Natooz / MidiTok

MIDI / symbolic music tokenizers for Deep Learning models 🎶
https://miditok.readthedocs.io/
MIT License
698 stars 84 forks source link

Using pitch bend in Octuple tokenizer #196

Closed Neptune-S-777 closed 2 months ago

Neptune-S-777 commented 2 months ago

Hi, thank you for your amazing work! I was wondering if there is a way to add the pitch bend attribute to the octuple tokenizer. Is it necessary to create a new tokenizer for this, or is there an existing variable for it?

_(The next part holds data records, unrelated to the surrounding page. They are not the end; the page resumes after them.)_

PR #197, opened 2021-07-27
feat!: track user storage

vasco-santos:
This PR adds the possibility of tracking the quantity of data stored by a given user.

- The user collection now has a `usedStorage` column where each time a file is added (Car or Car chunk or Non Car) the used storage is increased.
  - we will likely add as a follow up the storage capacity available for the user in the same collection
- A `findStorageByUser` query was added where the relevant data to track the user storage is returned (now only `usedStorage`)

We still need to decide on what to do in reverse, i.e decrease used storage on file remove. There are several things we need to take into account:

- We can simply not decrease the used storage, given the content will still exist and be available (in a way, this can be exploited, i.e users "getting rid" of the limits available by deleting but keeping the CID in their registry)
- Delete content added immediately before will likely result on not having the size available to decrease in the user used storage
  - The most reliable solution would be to have a new collection with Pending Delete Items (when no dagSize yet?) with UserRef and ContentRef. And a cron job that would handle these entries has they appear and the size is known.
    - This means the "progress bar" of available storage would not always be immediately updated, which can also lead into users to delete a file to be able to add more, but then they still can't...
  - We could consider ignoring decreases when size not yet available, but this makes things not consistent across the board and does not seem the ideal compromise in this case

I would like feedback on these, I like the cron job, but I feel that some UX edge cases might become a problem. A possible follow up solution that could be useful for the admin to grant more storage to a given user would be to have a new property in the User, where we would use the cron job to detect the deletes behind the scenes and be able to understand if users are deleting files, and grant more storage on request.


packages/api/src/index.js
```diff
@@ -26,6 +26,7 @@ router.post('/user/tokens', withCorsHeaders(withAuth(userTokensPost)))
 router.delete('/user/tokens/:id', withCorsHeaders(withAuth(userTokensDelete)))
 router.get('/user/uploads', withCorsHeaders(withAuth(userUploadsGet)))
 router.delete('/user/uploads/:cid', withCorsHeaders(withAuth(userUploadsDelete)))
+router.get('/user/storage', withCorsHeaders(withAuth(userStorageGet)))
```
alanshaw, line 29: I'm tempted to just make this into a more generic user account info endpoint (that only returns storage usage for now). So like `/user/account`. We may have more user account things to retrieve in the future (IDK maybe we want to retrieve a user's avatar or something). WDYT?

packages/api/src/user.js
```diff
@@ -183,6 +183,24 @@ export async function userTokensPost (request, env) {
...
 
+/**
+ * Retrieve user storage data.
+ *
+ * @param {AuthenticatedRequest} request
+ * @param {import('./env').Env} env
+ */
+export async function userStorageGet (request, env) {
+  const res = await env.db.query(gql`
+    query findStorageByUser($user: ID!) {
```
alanshaw, line 194: Just use the existing `findUserByID` that fauna generates?

packages/db/fauna/schema.graphql
```diff
@@ -26,6 +26,11 @@ type User {
   Creation date.
   """
   created: Time!
+
+  """
+  Used storage.
```
alanshaw, line 31:
```suggestion
  Used storage in bytes.
```

alanshaw (changes requested):

alanshaw:
Is the simpliest solution for launch to simply abort a delete if we don't know the content `dagSize`?

packages/api/src/index.js
vasco-santos: `/user/account` seems a good plan

alanshaw:
> > Is the simpliest solution for launch to simply abort a delete if we don't know the content dagSize?
> 
> by abort you mean, just not decrease the size when we don't know the dagSize and decrease if we know? Or you mean adding support for aborting on going uploads?

I mean in `deleteUserUpload` we `Abort` if the `Content`'s `dagSize` is `null`, otherwise we decrement the user's `usedStorage`.

packages/api/src/user.js
vasco-santos: I looked into the generated functions yesterday and I couldn't find it lol 🤦🏼‍♂️  But now I see that the place to find them is in the docs tab in graphql section. So yes, of course let's just use that one

vasco-santos:
ahh, that sounds good! We require the dagSize to accept a delete, which means data will be consistent.

packages/db/fauna/schema.graphql
```diff
@@ -398,6 +404,10 @@ type Mutation {
   incrementPinRequestAttempts(pinRequest: ID!): PinRequest! @resolver
 }
 
+type UserStorage {
+  usedStorage: Long
+}
```
alanshaw, line 409: Not needed?

alanshaw (changes requested):

packages/db/fauna/resources/Function/deleteUserUpload.js
```diff
@@ -35,20 +38,38 @@ const body = Query(
...
+                  Select('ref', Var('content')),
+                  true
+                ),
+                upload: Select(['ref'], Get(Var('uploadMatch')))
+              },
+              If(
+                IsNonEmpty(Var('uploadMatch')),
+                Do(
+                  // Update user storage size
+                  Subtract(
```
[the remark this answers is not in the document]
vasco-santos: lol, no comments 😅

packages/db/fauna/resources/Function/deleteUserUpload.js
```diff
@@ -35,20 +38,42 @@ const body = Query(
...
+            IsNumber(Var('dagSize')),
+            Let(
+              {
+                uploadMatch: Match(
+                  Index('upload_by_user_and_content'),
+                  Var('userRef'),
+                  Select('ref', Var('content')),
+                  true
+                ),
+                upload: Select(['ref'], Get(Var('uploadMatch')))
```
alanshaw, line 53: You can't do this here because the match could be empty.

```suggestion
                )
```

packages/db/fauna/resources/Function/deleteUserUpload.js
```diff
@@ -35,20 +38,42 @@ const body = Query(
...
+                    data: {
+                      usedStorage: Subtract(
+                        Select(['data', 'usedStorage'], Get(Var('userRef'))),
+                        Var('dagSize')
+                      )
+                    }
+                  }),
+                  // Flag upload as deleted
+                  Update(
+                    Var('upload'),
```
alanshaw, line 69:
```suggestion
                    Select(['ref'], Get(Var('uploadMatch'))),
```

alanshaw (changes requested):

alanshaw (approved):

Natooz commented 2 months ago

Hi, unfortunately I don’t think that pitch bends can be integrated in Octuple. Octuple works by having one token per note. While we can embed tempo and time signatures into the mix as they are « global » features, pitch bends aren’t and would break the « continuity ». Maybe they could be integrated into MuMIDI. I actually recommend to use oser tokenizers (REMI, TSD, MIDILike) to get all the additional tokens that you want + training the tokenizer with BPE/Unigram to get the best results

Neptune-S-777 commented 2 months ago

Cool, thanks for your recommendation! I think the best option for me is to encode with REMI and organize the attributes in the octuple token format.